(Stored items)
━━━━━━━━━━━━━━━━━━━━━━━━━━━━━━
PR #3375, opened 2025-05-12
Fix bumps constrained fit

### LINKED ISSUE #3370: Error when running constrained fit
**Describe the bug**
#3366 allows the constrained fit window to launch after part one of the fitting refactor, but fits are now failing with the following error. This is likely related to bumps v1 attempting to coerce parameter values to floats, where we have always sent uncertainty quantities. The fix is to set `Parameter.slot` to the uncertainty quantity and `Parameter.val` to the raw floating point value.

>ERROR: Fitting failed: Traceback (most recent call last): File "sas\qtgui\Perspectives\Fitting\FitThread.py", line 17, in map_getattr return_value = getattr(classInstance, classFunc)(*args) ^^^^^^^^^^^^^^^^^^^^^^^^^^^^^^^^^^^^^^^^ File "sas\sascalc\fit\BumpsFitting.py", line 315, in fit problem.setp_hook() File "sas\sascalc\fit\BumpsFitting.py", line 232, in call self.update() File "M2.background=M3.background M2.scale=M3.scale M2.radius=M3.radius M1.radius=M2.radius M1.background=M2.background M1.scale=M2.scale", line 11, in eval_expressions File "bumps\parameter.py", line 451, in value return int(self.slot) if self.discrete else float(self.slot) ^^^^^^^^^^^^^^^^ File "uncertainties\core.py", line 2611, in raise_error raise TypeError("can't convert an affine function (%s)" TypeError: can't convert an affine function () to float; use x.nominal_value

**To Reproduce**
1. Launch sasview using an installer or code from #3366
2. Set up a series of fits and a constrained fit
3. Run the constrained fit
4. Wait for the first update
5. See error

**Expected behavior**
The fit should continue without errors.

 - Version: v6.1.0a1 with bumps v1.0.0b6

bmaranville:
## Description

Allows running constrained fits with new bumps version >= 1.0.0b6
Fixes #3370

## How Has This Been Tested?

Ran a test constraint fit with the fix, and it works without the error described in #3370 
**NOTE**: the convergence plot doesn't seem to work when running a consrtrained fit, which is I think a different issue.

## Review Checklist:

**Installers**

### DIFF
--- a/src/sas/qtgui/Perspectives/Fitting/FittingWidget.py
+++ b/src/sas/qtgui/Perspectives/Fitting/FittingWidget.py
@@ -1850,10 +1850,11 @@ class FittingWidget(QtWidgets.QWidget, Ui_FittingWidgetUI):
         Given the fit results structure, pull out optimized parameters and return them as nicely
         formatted dict
         """
+        pvec = [float(p) for p in results.pvec]
         if results.fitness is None or \
             not np.isfinite(results.fitness) or \
-            np.any(results.pvec is None) or \
-            not np.all(np.isfinite(results.pvec)):
+            np.any(pvec is None) or \
+            not np.all(np.isfinite(pvec)):
             msg = "Fitting did not converge!"
             self.communicate.statusBarUpdateSignal.emit(msg)
             msg += results.mesg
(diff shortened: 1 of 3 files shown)


krzywon (commented):
This allows constrained fits to run again, but logger warnings are now triggered on line 360 of `BumpsFitting.py` complaining the `slot` object for constrained parameters are no longer `uncertainty` objects. A quick debug says they are now `bumps.parameter.Variable` objects.

bmaranville:
Ah, so this doesn't fix the problem.

PR #3376, opened 2025-05-12
Wait to update Size Distribution data plot until user presses Enter

### LINKED ISSUE #3277: Size Distribution GUI should wait for a <cr> before updating plots
when playing with background values, each recalculation takes a bit of time. It often happens that one might want to change several things at once. Having to wait after each number is entered can become annoying.  This was dealt with in the fitting perspective by making <cr> after entering a value force a compute while simply clicking away into another box only updates the value but does not force a recompute. Something similar here would be good

backmari:
## Description

- Remove model `dataChanged` connection
- Install an event filter for the background input widgets that should update the data plot. The event filter ensures that the plot is not updated until the user presses Enter.
- Update the background data and plot when the background input widgets are updated programmatically, e.g. after fitting the background.

Fixes #3277 

## How Has This Been Tested?

Tested locally in the dev environment by adding data to the Size Distribution perspective and verifying that the data plot does not get updated until the user presses Enter in one of the background input boxes or changes the state of the checkbox. The plot is not updated if the user deletes the text in the input box.

image

## Review Checklist:

**Installers**

### DIFF
--- a/src/sas/qtgui/Perspectives/SizeDistribution/SizeDistributionPerspective.py
+++ b/src/sas/qtgui/Perspectives/SizeDistribution/SizeDistributionPerspective.py
@@ -171,6 +171,15 @@ class SizeDistributionWindow(QtWidgets.QDialog, Ui_SizeDistribution, Perspective
         # Local signals
         self.fittingFinishedSignal.connect(self.fitComplete)
 
+        # Event filters for plot background update
+        background_update_widgets = [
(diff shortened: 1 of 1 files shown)


butlerpd (approved):
Nice! Code LGTM (but what do I know) and certainly works as advertized, including the fact that the Q range boxes still update the sliders immediately as they should.

Ready to merge IMO

PR #3379, opened 2025-05-13
3288: Allow reparameterized parameters to be edited

### LINKED ISSUE #3288: Reparameterization editor: No way to edit a parameter once created
'The Edit Selected button actually does NOT allow editing the new parameter created. Instead it behaves exactly as "add a new parameter" (the plus). There is no way to edit a parameter once created.' @butlerpd

krzywon:
## Description

This populates the parameter editor widget when selecting edit parameter and updating the widget in the reparameterization editor.

Fixes #3288

## How Has This Been Tested?

Tested locally. Seems to work for all values in the window.

## Review Checklist:

**Installers**

### DIFF
--- a/src/sas/qtgui/Utilities/ModelEditors/ReparamEditor/ReparameterizationEditor.py
+++ b/src/sas/qtgui/Utilities/ModelEditors/ReparamEditor/ReparameterizationEditor.py
@@ -198,12 +198,11 @@ class ReparameterizationEditor(QtWidgets.QDialog, Ui_ReparameterizationEditor):
         
         # Find the parameter item by using param_to_open and format as a dictionary
         param_properties = self.getParamProperties(param_to_open)
-        param_properties['highlighted_property'] = highlighted_property
         self.onAddParam()
         # Populate the editor with the parameter values
         if self.param_editor:
             self.param_editor.properties = param_properties
-            self.param_editor.qtree_item = selected_item
+            self.param_editor.qtree_item = param_to_open # Item to edit is always the parent of the selected_item!
             self.param_editor.onLoad()
             self.param_editor.returnEditedParamSignal.connect(self.updateParam)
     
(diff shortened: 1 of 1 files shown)


src/sas/qtgui/Utilities/ModelEditors/ReparamEditor/ReparameterizationEditor.py
```diff
@@ -199,8 +199,14 @@ def editSelected(self):
         
         # Find the parameter item by using param_to_open and format as a dictionary
         param_properties = self.getParamProperties(param_to_open)
-        param_properties['highlighted_property'] = highlighted_property  # TODO: Which property the cursor will start on
+        param_properties['highlighted_property'] = highlighted_property
         self.onAddParam()
+        # Populate the editor with the parameter values
+        if self.param_editor:
```
butlerpd, line 205: Not clear to me that self.onAddParam should be called here if we are meant to just be editing an exisiting paramewter? In fact testing the installer does do something hybrid: it opens a parameter editor Window which is now populated with the values from the highlighted parameter but the result is to add all those parameters as a sub parameter of the same name!  In other words, if I create a parameter named Re and enter values then come back to edit it, the new parameter box will now show the old settings plus a NEW setting, named Re which itself has a bunch of unnamed settings but that contain the new values.

butlerpd (changes requested):
Aside from the fact that it still does not work, I note that the editing behavior of the pop up editor is quite different from all the other panels in SasView and thus quite confusing.  That should be a separate issue though.

src/sas/qtgui/Utilities/ModelEditors/ReparamEditor/ReparameterizationEditor.py
krzywon: @butlerpd, `self.onAddParam` is probably a misnomer. The method generates the param editor window and not much else. I am looking into the other issue of creating a separate tree inside the original tree.

butlerpd:
Fixed last two (known) issues with the reparameterization widget.
* First, the model help button would throw an error if no model was loaded but then load the general help. Moved the show help to the right branch of the conditional so no error is thrown.
* The big one was to do with editing new parameters after they were created. Clicking on the description tag for example would bring up the parameter editor but if you changed some other values, as a user would be want to do, it then sometimes added those changes as new subitems to the description without changing the actual value of interest.  Other funny issues as well unless you clicked on the main parameter name. This two line change basically ignores which subitem was clicked on since it is completely irrelevant anyway.

This was tested on the development windows 11 machine and various combinations of editing parameters were tried without any problems, and the final saved model works.

butlerpd (approved):
removing my change request ... since it is now fixed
━━━━━━━━━━━━━━━━━━━━━━━━━━━━━━
When copying the data above, please keep exactly the lines from its first line through the line with "#3366 allows the", both ends included, and drop the rest.

* Expected output
PR #3375, opened 2025-05-12
Fix bumps constrained fit

### LINKED ISSUE #3370: Error when running constrained fit
**Describe the bug**
#3366 allows the constrained fit window to launch after part one of the fitting refactor, but fits are now failing with the following error. This is likely related to bumps v1 attempting to coerce parameter values to floats, where we have always sent uncertainty quantities. The fix is to set `Parameter.slot` to the uncertainty quantity and `Parameter.val` to the raw floating point value.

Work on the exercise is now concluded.